Source records >>
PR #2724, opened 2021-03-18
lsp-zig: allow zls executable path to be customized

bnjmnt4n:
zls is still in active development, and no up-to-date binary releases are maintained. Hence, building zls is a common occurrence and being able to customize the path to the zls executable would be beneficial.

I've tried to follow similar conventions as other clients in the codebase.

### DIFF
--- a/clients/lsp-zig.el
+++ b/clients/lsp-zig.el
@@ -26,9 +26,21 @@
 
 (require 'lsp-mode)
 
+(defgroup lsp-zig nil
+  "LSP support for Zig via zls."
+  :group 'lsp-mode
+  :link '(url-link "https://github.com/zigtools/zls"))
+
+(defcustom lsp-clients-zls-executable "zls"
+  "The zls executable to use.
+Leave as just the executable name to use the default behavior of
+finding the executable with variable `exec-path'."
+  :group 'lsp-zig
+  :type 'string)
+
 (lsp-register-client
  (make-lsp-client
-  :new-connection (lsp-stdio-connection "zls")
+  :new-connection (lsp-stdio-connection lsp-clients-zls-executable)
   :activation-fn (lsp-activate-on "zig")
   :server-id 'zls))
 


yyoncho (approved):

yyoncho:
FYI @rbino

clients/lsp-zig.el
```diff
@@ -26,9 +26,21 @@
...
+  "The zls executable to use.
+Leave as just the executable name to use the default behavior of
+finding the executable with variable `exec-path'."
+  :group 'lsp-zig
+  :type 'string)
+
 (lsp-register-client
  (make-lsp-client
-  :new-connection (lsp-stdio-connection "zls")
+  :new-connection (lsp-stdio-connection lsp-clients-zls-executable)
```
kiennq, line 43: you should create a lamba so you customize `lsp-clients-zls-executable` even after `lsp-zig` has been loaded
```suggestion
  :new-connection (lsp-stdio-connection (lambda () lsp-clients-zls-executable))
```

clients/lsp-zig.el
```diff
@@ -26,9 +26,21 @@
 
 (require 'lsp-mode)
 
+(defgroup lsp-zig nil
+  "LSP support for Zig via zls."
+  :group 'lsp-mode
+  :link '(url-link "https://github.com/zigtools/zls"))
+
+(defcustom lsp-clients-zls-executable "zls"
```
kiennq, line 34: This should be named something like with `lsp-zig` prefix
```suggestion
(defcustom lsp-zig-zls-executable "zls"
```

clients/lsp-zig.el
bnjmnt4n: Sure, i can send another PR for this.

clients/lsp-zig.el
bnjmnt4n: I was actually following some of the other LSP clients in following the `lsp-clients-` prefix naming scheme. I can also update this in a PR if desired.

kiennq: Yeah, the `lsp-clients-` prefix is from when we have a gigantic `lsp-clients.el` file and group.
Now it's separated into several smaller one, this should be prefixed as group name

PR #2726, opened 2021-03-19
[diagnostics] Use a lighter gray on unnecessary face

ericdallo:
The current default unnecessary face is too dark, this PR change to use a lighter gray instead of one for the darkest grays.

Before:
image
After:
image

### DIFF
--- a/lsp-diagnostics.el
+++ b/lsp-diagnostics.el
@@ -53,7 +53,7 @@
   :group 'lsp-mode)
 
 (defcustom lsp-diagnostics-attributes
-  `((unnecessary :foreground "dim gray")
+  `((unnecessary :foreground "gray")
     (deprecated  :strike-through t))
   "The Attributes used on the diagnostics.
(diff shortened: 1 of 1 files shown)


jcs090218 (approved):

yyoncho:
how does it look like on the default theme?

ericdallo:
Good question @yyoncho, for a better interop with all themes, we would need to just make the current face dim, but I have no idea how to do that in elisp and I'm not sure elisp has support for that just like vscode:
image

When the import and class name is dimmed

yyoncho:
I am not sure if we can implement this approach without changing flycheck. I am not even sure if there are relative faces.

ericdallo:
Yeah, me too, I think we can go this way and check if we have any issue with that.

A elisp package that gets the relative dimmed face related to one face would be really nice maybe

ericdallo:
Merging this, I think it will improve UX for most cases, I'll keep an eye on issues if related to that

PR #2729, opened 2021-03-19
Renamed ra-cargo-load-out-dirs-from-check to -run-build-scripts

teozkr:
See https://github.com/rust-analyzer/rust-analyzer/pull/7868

Directions >> Every line above that holds the word "diagnostics" is to be found and copied.

Answer area >>
[diagnostics] Use a lighter gray on unnecessary face
--- a/lsp-diagnostics.el
+++ b/lsp-diagnostics.el
 (defcustom lsp-diagnostics-attributes
   "The Attributes used on the diagnostics.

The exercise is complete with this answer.